> WHAT THE TASK REQUIRES
In the records that follow, find each line with "import" and pull it out.

====== PROVIDED DATA

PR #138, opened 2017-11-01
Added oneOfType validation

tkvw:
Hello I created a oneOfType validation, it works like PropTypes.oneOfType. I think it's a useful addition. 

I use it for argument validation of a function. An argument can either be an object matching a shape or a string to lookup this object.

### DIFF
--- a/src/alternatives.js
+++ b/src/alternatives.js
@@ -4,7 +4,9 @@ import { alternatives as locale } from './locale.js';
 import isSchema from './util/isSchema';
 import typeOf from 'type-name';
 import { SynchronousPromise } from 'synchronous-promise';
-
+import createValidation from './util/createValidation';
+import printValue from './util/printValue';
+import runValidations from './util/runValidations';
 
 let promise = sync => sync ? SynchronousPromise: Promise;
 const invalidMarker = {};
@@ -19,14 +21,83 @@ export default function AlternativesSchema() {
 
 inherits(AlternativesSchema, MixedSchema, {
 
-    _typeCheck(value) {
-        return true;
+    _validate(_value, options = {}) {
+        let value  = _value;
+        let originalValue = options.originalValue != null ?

============

> COMPLETED TASK
@@ -4,7 +4,9 @@ import { alternatives as locale } from './locale.js';
 import isSchema from './util/isSchema';
 import typeOf from 'type-name';
 import { SynchronousPromise } from 'synchronous-promise';
+import createValidation from './util/createValidation';
+import printValue from './util/printValue';
+import runValidations from './util/runValidations';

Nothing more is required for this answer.